Herói de dois mundos
Era belo e forte como um atleta, e as melenas alouradas caindo-lhe até os ombros, davam-lhe a mais romântica das aparências ‒ uma estranha e buliçosa aparência de espadachim inquieto… (BRASIL GERSON)
O Herói Farroupilha Giuseppe Garibaldi é conhecido, na historiografia, como “herói de dois mundos” por ter participado de conflitos nos continentes europeu e americano. Prestando serviço à marinha republicana, Garibaldi foi aquinhoado com duas canhoneiras imperiais, que tinham sido aprisionadas por Bento Manoel Ribeiro, além de receber a missão de construir dois lanchões, em um barracão improvisado às margens do Rio Camaquã, para combater a frota imperial que patrulhava a Laguna dos Patos, com o objetivo de evitar que o Porto de Rio Grande fosse tomado pelos Heróis Farroupilhas.

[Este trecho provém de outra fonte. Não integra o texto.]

PR #1678, opened 2021-07-11
Improve checkpoint summary consensus time

mdarade:
While comparing checkpoint summary messages received from 2 different
replicas there is no need to compare sequence numbers as some of
the checkpoint summary messages could have been received in earlier
window before retransmission happens.


bftengine/src/bcstatetransfer/BCStateTran.cpp
```diff
@@ -1106,6 +1107,7 @@ bool BCStateTran::onMessage(const CheckpointSummaryMsg *m, uint32_t msgLen, uint
   LOG_DEBUG(getLogger(), "");
 
   FetchingState fs = getFetchingState();
+  LOG_DEBUG(getLogger(), "Fetching state is " << stateName(fs));
```
glevkovich, line 1218: This line is redundant, we have an assert one line after, so the fetching state is obvious.
Also, we don't need to write fetch state all the time.
now we a new log which prints every time state change (info level):
`FetchingState changed from`

bftengine/src/bcstatetransfer/BCStateTran.cpp
```diff
@@ -659,6 +659,7 @@ void BCStateTran::onTimerImp() {
   FetchingState fs = getFetchingState();
   if (fs == FetchingState::GettingCheckpointSummaries) {
     if ((currTime - lastTimeSentAskForCheckpointSummariesMsg) > config_.checkpointSummariesRetransmissionTimeoutMs) {
+      LOG_DEBUG(getLogger(), "Retransmitting AskForCheckpointSummaries");
```
glevkovich, line 701: The main reason I would add a log here and not inside sendAskForCheckpointSummariesMsg (there is one there already, but just printing vars), is to print values of retransmissionNumberOfAskForCheckpointSummariesMsg, kResetCount_AskForCheckpointSummaries.
It's easy to find a send without this by searching `sendAskForCheckpointSummariesMsg`

bftengine/src/bcstatetransfer/Messages.hpp
```diff
@@ -66,11 +66,18 @@ struct CheckpointSummaryMsg : public BCStateTranBaseMsg {
   uint64_t requestMsgSeqNum;
 
   static bool equivalent(const CheckpointSummaryMsg* a, const CheckpointSummaryMsg* b) {
-    return (memcmp(a, b, sizeof(CheckpointSummaryMsg)) == 0);
+    return (a->lastBlock == b->lastBlock and
+      a->checkpointNum == b->checkpointNum and
+      (memcmp(&a->digestOfLastBlock, &b->digestOfLastBlock, sizeof(STDigest)) == 0) and
+      (memcmp(&a->digestOfResPagesDescriptor, &b->digestOfResPagesDescriptor, sizeof(STDigest)) == 0));
   }
```
glevkovich, line 72: I see that for some expressions you put brackets and some not. I recommend having brackets around all. same for the next change.

bftengine/src/bcstatetransfer/Messages.hpp
```diff
@@ -66,11 +66,18 @@ struct CheckpointSummaryMsg : public BCStateTranBaseMsg {
...
 
   static bool equivalent(const CheckpointSummaryMsg* a, uint16_t a_id, const CheckpointSummaryMsg* b, uint16_t b_id) {
-    if (memcmp(a, b, sizeof(CheckpointSummaryMsg)) != 0) {
+    if (a->lastBlock != b->lastBlock ||
```
glevkovich: If someone adds fields to this message in the future, and they should be compared too, we might have a bug.
I suggest adding a static assert here with this bool expression(pseudo-code):
`sizeof(CheckpointSummaryMsg) - sizeof(CheckpointSummaryMsg::requestMsgSeqNum == size of all compared elements`
Also, at the end add a warning. That way if class change the developer can decide if to compare the new field or  not.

Elma Sant’Ana e André Sant’Ana Stolaruck, na sua obra “A Odisseia de Garibaldi no Capivari”, assim se referem às dificuldades encontradas por Garibaldi em transformar os “Centauros dos Pampas” e ex-escravos em carpinteiros, armadores e por fim marinheiros:
Possuía a República um pequeno estaleiro na Foz do Rio Camaquã, usado para a construção de barcos para futuros combates. De acordo com as sugestões de Domingos José de Almeida, resolveu-se que Garibaldi deveria organizar um corso ([1]) nas águas interiores.
Afinal, Garibaldi era um homem do Mar e deveriam aproveitar a sua experiência. Para lá dirige-se Garibaldi. Tem de improvisar marinheiros e reúne italianos aventureiros de toda a laia, um norte-americano quaker da Virgínia chamado John Griggs, ex-escravos e gaúchos de bota e espora. Mas tem de improvisar também armadores e carpinteiros. Como não tem barcos, vê-se obrigado a fabricá-los, com toda a precariedade de recursos que a República rio-grandense lhe oferece. É aqui, verdadeiramente, que começa a brilhar o seu gênio, que mais tarde assombrará o mundo. Constrói e arma dois lanchões de guerra e faz prodígios operando nas águas rasas da Lagoa dos Patos, pondo em xeque a poderosa esquadra imperial brasileira, comandada por um experiente Almirante inglês, chamado de John Pascoe Grenfell, mercenário a serviço da Corte no Rio de Janeiro.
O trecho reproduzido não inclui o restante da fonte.